Questo, hanno spiegato fonti europee, consentirà per esempio a paesi come l’Olanda, dove il 17 marzo si terranno le elezioni politiche generali, di avere il tempo di formare un nuovo governo e di redigere e presentare il proprio piano nazionale di ripresa e resilienza. Non è detto che quella olandese sarà l’unica eccezione. Dopo l’apertura della crisi governo non da escludere che anche l’Italia possa aver bisogno dei tempi supplemetari, anche se l’auspicio è che non sia necessario. Perché più tardi arriverà il piano, più tardi sarà approvato e meno tempo ci sarà a disposizione per realizzarlo.
Quanto alla scadenza di metà febbraio, spesso richiamata nel dibattito anche dalle autorità italiane, in realtà non è indicata formalmente da nessuna parte perché è una data “mobile”, nel senso che si riferisce all’entrata in vigore del regolamento di Next Generation Eu, dopo che ci sarà stato il via libero definitivo di Parlamento e Consiglio, dopo l’accordo politico raggiunto a dicembre.

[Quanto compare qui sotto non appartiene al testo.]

PR #2338, opened 2023-02-01
Fix unnecessary rerendering of side content in mobile workspace

### LINKED ISSUE #2332: Assessment Workspace: Module tab reloading on each keystroke in editor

Nel momento in cui il regolamento entrerà in vigore, ciascun paese potrà presentare formalmente a Bruxelles il proprio piano. Ogni paese decide quando mandarlo, ma prima di quella data non avrebbe alcun valore legale.
C’è poi un’altra scadenza ballerina: quella degli anticipi del 13% che per l’Italia valgono 20-21 miliardi di euro. Per poterli pagare la Commissione comincerà ad emettere gli “eurobond”, ma prima dovrà attendere l’approvazione in tutti gli Stati membri della direttiva sulle risorse proprie che autorizza l’emissione di debito comune. Se non ci saranno intoppi, non prima di metà maggio.